Industrial profits in China rose 11.5% y/y in June vs. 5.5% in May. The recovery continues to deepen. Given still weak external demand, the figure bodes well for improving prospects of domestic forces. Much of the industry is being buoyed by government expenditure, but the country’s relatively good handling of the pandemic and the early onset means consumer behavior will normalize sooner than the rest of the world.

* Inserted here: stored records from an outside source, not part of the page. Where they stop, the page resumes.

PR #1769, opened 2021-06-14
Fix variable suggestions for KafkaSourceFactory with explicit key-val…

gskrobisz:
…ue types.

### DIFF
--- a/engine/flink/kafka-util/src/main/scala/pl/touk/nussknacker/engine/kafka/source/KafkaSourceFactory.scala
+++ b/engine/flink/kafka-util/src/main/scala/pl/touk/nussknacker/engine/kafka/source/KafkaSourceFactory.scala
@@ -12,7 +12,7 @@ import pl.touk.nussknacker.engine.api.context.{ProcessCompilationError, Validati
 import pl.touk.nussknacker.engine.api.context.transformation.{BaseDefinedParameter, DefinedEagerParameter, DefinedSingleParameter, NodeDependencyValue, SingleInputGenericNodeTransformation}
 import pl.touk.nussknacker.engine.api.definition._
 import pl.touk.nussknacker.engine.api.typed.typing.{Typed, TypedClass}
-import pl.touk.nussknacker.engine.definition.WithExplicitPossibleProducedVariableTypes
+import pl.touk.nussknacker.engine.definition.WithExplicitTypesToExtract
 import pl.touk.nussknacker.engine.kafka.source.KafkaSourceFactory.KafkaSourceFactoryState
 import pl.touk.nussknacker.engine.kafka.validator.WithCachedTopicsExistenceValidator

Hong Kong reported weak June trade data. Exports fell -1.3% vs. an expected 3.8% gain, while imports contracted -7.1% y/y vs. -6.0% expected. The recovery in the mainland economy has not yet translated into one in Hong Kong. Q2 GDP will be reported Wednesday, which is expected to contract -7.7% y/y vs. -8.9% in Q1. June retail sales will be reported Thursday. While some modest improvement in sales is likely, the rising virus numbers in Hong Kong have led to some limited roll-backs of the reopening efforts. If this picks up, the recovery will likely become more uneven.